++++ ENTRIES PROVIDED ++++

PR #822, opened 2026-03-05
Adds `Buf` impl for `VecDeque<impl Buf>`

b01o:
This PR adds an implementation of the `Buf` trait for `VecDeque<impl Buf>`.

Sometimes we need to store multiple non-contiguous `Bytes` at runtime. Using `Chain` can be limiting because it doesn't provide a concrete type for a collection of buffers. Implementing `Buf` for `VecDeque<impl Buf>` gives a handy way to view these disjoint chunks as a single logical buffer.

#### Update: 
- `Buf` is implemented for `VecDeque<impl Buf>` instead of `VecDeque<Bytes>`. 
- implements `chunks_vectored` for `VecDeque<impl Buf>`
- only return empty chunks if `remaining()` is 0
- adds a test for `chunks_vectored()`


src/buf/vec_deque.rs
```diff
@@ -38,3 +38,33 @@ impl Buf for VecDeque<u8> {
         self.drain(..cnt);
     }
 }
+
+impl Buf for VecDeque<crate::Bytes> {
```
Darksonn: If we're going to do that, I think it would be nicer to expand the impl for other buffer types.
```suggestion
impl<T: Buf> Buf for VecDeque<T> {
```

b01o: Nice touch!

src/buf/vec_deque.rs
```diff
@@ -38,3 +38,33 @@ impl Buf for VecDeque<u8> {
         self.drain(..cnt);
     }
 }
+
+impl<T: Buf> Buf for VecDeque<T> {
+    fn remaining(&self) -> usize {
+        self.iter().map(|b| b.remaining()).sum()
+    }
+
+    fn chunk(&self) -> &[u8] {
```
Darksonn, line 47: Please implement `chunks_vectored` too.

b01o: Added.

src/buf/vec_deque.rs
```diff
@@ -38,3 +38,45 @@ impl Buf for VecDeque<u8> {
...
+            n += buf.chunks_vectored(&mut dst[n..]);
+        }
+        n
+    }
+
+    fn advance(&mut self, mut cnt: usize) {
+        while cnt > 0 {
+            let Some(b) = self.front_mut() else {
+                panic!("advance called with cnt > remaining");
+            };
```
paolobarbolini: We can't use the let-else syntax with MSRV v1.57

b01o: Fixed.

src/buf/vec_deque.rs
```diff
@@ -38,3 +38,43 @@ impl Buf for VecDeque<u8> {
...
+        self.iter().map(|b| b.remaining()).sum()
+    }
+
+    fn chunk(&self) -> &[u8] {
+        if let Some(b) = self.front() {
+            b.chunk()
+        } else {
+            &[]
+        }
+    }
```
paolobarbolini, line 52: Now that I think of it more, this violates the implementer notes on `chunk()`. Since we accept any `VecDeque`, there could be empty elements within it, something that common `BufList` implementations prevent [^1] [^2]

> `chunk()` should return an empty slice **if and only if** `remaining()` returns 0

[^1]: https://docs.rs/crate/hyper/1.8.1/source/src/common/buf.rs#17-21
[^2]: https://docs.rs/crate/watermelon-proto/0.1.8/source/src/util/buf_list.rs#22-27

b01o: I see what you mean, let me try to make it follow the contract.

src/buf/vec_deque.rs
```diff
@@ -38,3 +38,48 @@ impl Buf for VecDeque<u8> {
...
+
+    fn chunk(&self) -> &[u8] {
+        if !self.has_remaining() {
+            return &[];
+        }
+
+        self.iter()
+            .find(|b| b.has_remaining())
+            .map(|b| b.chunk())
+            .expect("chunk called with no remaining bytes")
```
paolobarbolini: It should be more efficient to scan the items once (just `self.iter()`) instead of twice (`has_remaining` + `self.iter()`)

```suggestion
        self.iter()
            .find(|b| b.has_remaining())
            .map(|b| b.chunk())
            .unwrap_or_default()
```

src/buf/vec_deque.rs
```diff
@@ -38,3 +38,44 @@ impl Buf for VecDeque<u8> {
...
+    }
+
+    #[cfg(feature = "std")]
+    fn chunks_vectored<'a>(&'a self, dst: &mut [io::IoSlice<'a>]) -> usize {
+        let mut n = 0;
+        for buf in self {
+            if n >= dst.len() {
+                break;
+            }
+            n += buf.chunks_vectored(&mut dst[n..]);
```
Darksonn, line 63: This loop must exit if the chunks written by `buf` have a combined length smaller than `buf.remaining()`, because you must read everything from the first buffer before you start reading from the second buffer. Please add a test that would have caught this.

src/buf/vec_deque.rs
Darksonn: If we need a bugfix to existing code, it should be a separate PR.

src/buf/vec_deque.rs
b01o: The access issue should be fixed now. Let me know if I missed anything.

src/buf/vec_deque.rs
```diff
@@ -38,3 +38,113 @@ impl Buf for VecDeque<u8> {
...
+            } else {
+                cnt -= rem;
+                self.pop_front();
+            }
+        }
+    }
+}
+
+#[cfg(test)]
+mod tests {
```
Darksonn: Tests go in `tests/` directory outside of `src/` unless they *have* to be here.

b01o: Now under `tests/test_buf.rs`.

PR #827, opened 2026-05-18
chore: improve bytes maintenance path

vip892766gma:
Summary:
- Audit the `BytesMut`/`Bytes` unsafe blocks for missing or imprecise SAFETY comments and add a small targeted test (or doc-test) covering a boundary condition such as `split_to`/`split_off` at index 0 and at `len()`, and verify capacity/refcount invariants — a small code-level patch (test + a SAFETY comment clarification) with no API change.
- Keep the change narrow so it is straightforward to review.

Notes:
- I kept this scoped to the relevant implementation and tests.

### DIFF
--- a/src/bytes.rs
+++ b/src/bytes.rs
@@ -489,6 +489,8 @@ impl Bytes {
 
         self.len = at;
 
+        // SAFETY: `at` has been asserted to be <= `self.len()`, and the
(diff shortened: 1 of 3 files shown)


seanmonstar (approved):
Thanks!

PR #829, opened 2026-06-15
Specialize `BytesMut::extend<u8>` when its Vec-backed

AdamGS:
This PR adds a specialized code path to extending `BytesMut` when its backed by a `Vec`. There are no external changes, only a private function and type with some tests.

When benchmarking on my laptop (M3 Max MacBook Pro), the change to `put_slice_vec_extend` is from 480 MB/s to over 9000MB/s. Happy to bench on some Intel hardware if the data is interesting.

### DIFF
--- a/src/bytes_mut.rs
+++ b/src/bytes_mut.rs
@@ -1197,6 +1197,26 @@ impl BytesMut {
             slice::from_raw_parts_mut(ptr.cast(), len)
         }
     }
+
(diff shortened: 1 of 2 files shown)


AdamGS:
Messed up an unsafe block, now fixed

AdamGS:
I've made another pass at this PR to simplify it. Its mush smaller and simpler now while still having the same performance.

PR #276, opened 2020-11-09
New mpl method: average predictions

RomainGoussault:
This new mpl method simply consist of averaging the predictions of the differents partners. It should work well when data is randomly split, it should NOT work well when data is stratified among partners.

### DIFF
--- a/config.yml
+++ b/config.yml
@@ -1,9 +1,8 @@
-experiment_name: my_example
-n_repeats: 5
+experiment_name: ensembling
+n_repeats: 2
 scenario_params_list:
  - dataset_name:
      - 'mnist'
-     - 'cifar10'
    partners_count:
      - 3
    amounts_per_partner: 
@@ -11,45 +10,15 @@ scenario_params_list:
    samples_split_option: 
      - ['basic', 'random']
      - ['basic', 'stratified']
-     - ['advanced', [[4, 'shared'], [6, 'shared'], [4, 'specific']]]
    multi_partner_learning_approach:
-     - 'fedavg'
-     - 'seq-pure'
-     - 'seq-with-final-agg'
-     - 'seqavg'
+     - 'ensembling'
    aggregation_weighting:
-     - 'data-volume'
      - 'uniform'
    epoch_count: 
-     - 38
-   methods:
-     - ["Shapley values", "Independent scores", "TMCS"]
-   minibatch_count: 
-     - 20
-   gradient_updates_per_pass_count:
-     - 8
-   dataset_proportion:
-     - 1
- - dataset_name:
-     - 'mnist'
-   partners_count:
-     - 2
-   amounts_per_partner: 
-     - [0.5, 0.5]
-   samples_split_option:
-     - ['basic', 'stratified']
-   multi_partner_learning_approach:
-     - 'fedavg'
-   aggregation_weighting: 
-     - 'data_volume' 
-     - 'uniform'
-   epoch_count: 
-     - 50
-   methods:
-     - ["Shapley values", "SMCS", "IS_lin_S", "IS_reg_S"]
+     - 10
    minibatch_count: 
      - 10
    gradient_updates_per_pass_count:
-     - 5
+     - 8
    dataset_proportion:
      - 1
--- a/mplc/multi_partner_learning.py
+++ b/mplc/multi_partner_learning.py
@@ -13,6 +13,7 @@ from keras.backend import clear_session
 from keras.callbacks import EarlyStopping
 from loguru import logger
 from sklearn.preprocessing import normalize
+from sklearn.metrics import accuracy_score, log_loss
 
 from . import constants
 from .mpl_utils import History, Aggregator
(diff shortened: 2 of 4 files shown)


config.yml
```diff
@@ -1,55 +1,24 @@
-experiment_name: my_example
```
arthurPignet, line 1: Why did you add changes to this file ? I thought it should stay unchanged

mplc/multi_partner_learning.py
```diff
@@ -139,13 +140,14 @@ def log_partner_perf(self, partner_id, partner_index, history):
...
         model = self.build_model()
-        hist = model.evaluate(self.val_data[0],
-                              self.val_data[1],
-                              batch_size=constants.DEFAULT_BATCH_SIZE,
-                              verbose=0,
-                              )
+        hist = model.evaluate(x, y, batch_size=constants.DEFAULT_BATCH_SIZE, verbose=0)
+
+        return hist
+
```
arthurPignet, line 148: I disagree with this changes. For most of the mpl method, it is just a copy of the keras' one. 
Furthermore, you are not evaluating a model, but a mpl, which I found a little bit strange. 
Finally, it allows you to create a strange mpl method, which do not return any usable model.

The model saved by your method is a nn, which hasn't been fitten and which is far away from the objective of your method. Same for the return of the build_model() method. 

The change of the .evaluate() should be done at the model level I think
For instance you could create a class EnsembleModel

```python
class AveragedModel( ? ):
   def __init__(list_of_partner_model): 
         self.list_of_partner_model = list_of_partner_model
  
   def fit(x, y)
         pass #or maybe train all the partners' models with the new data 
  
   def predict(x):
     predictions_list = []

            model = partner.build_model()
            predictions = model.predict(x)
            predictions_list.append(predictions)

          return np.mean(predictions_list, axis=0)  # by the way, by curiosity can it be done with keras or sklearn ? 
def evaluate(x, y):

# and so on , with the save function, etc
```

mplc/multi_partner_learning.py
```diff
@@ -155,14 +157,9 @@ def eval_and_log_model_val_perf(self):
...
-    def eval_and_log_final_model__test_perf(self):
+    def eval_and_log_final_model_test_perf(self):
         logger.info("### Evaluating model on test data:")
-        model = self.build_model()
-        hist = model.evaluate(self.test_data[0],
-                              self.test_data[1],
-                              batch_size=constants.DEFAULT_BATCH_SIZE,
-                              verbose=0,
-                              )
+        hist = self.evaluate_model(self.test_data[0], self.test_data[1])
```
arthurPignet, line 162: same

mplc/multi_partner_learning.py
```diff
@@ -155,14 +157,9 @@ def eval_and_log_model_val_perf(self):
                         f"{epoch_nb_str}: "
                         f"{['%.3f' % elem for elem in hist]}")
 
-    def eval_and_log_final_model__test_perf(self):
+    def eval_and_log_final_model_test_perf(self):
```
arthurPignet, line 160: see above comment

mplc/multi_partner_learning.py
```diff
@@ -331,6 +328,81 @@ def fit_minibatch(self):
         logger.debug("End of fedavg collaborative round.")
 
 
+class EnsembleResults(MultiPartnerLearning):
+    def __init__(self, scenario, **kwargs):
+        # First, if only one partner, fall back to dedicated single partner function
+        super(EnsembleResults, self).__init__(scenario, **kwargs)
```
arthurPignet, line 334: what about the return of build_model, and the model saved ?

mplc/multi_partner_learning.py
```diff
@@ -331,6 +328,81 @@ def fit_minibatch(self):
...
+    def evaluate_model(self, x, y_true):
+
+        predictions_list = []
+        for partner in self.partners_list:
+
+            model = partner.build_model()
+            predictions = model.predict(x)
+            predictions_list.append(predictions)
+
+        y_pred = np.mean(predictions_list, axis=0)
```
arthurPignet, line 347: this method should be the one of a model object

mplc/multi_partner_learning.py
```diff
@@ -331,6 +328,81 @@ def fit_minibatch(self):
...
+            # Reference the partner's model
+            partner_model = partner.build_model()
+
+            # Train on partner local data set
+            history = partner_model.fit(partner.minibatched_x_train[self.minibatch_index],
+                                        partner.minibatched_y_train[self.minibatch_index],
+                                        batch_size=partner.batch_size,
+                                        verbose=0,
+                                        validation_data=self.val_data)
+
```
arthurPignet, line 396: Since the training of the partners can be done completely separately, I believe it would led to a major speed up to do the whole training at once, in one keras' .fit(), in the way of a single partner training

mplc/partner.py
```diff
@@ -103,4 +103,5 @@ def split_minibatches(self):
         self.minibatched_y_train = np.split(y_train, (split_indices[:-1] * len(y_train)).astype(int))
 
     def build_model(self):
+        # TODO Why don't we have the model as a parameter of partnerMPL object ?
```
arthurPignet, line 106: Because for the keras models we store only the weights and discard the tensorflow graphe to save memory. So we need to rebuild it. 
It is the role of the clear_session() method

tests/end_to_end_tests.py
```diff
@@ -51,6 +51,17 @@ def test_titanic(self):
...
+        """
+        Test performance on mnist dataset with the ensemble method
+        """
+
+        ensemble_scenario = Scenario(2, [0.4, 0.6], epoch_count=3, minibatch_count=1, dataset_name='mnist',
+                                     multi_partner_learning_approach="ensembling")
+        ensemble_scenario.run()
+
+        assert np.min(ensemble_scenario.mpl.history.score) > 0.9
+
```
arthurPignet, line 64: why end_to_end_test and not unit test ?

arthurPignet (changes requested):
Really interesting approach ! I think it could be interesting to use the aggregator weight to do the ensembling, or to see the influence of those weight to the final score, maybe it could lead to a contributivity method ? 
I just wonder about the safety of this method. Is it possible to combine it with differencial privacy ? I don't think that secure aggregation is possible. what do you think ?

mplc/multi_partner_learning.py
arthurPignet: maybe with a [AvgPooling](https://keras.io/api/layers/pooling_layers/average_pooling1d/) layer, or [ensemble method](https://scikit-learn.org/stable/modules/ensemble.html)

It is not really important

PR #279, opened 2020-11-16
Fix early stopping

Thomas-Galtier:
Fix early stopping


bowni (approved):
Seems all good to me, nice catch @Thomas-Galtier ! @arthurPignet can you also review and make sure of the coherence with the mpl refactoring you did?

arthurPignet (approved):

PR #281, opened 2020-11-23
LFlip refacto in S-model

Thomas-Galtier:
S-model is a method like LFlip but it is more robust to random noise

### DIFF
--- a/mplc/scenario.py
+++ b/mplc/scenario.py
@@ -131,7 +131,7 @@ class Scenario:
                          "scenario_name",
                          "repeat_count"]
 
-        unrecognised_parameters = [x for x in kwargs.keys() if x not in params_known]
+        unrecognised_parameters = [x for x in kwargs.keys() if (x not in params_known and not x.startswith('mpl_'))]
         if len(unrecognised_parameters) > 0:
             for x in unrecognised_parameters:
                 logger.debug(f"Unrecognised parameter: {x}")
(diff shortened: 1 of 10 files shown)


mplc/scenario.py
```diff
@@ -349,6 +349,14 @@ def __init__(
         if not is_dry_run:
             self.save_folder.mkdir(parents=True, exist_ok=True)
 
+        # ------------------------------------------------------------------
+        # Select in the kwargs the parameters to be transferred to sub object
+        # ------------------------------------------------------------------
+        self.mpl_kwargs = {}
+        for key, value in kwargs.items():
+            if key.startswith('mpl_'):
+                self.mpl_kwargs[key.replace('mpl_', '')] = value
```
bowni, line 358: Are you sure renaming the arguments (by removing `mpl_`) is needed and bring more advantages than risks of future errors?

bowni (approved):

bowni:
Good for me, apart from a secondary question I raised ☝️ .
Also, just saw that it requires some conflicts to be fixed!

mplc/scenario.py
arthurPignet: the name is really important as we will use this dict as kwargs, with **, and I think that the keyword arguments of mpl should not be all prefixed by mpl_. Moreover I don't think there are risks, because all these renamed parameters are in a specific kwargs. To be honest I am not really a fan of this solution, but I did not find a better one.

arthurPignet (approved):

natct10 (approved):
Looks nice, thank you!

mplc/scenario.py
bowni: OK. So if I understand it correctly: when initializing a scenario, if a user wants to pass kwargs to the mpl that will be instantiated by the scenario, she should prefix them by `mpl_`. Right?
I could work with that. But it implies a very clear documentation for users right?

++++

▶ _YOUR GOAL_:
Please copy exactly, and only, the lines running from the one containing "arthurPignet: the name" through the end of the listing.

▶ _OUTPUT FOR THIS TASK_:
arthurPignet: the name is really important as we will use this dict as kwargs, with **, and I think that the keyword arguments of mpl should not be all prefixed by mpl_. Moreover I don't think there are risks, because all these renamed parameters are in a specific kwargs. To be honest I am not really a fan of this solution, but I did not find a better one.

arthurPignet (approved):

natct10 (approved):
Looks nice, thank you!

mplc/scenario.py
bowni: OK. So if I understand it correctly: when initializing a scenario, if a user wants to pass kwargs to the mpl that will be instantiated by the scenario, she should prefix them by `mpl_`. Right?
I could work with that. But it implies a very clear documentation for users right?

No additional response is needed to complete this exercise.